FaceGemma: Enhancing Image Captioning with Facial Attributes for Portrait Images
This work addresses the need for more descriptive image captions in accessibility and visual understanding, specifically for portrait images, but it is incremental as it builds on existing models and datasets.
The researchers tackled the problem of generating accurate captions for portrait images by introducing FaceGemma, a model that incorporates facial attributes like emotions and features, which achieved a BLEU-1 score of 0.364 and a METEOR score of 0.355.

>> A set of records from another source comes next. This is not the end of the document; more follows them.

PR #12838, opened 2025-09-05
Set WindowClass & Update Persian

xmha97:


flutter/windows/runner/win32_window.cpp
```diff
@@ -10,7 +10,7 @@
 
 namespace {
 
-constexpr const wchar_t kWindowClassName[] = L"FLUTTER_RUNNER_WIN32_WINDOW";
+constexpr const wchar_t kWindowClassName[] = L"RustDeskWindow";
```
rustdesk, line 13: @fufesou  any impact?

rustdesk: @xmha97 is this used for? any real use case?

rustdesk (changes requested):

PR #12903, opened 2025-09-12
fix websocket reconnect

21pages:
# Description

Fix the issue where the WebSocket cannot automatically reconnect when it disconnects (for example, when switching the controlled user).

daa0a06c3ab765344039cdec15b7db03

Automated image caption generation is essential for improving the accessibility and understanding of visual content. In this study, we introduce FaceGemma, a model that accurately describes facial attributes such as emotions, expressions, and features. Using FaceAttdb data, we generated descriptions for 2000 faces with the Llama 3 - 70B model and fine-tuned the PaliGemma model with these descriptions. Based on the attributes and captions supplied in FaceAttDB, we created a new description dataset where each description perfectly depicts the human-annotated attributes, including key features like attractiveness, full lips, big nose, blond hair, brown hair, bushy eyebrows, eyeglasses, male, smile, and youth. This detailed approach ensures that the generated descriptions are closely aligned with the nuanced visual details present in the images. Our FaceGemma model leverages an innovative approach to image captioning by using annotated attributes, human-annotated captions, and prompt engineering to produce high-quality facial descriptions. Our method significantly improved caption quality, achieving an average BLEU-1 score of 0.364 and a METEOR score of 0.355. These metrics demonstrate the effectiveness of incorporating facial attributes into image captioning, providing more accurate and descriptive captions for portrait images.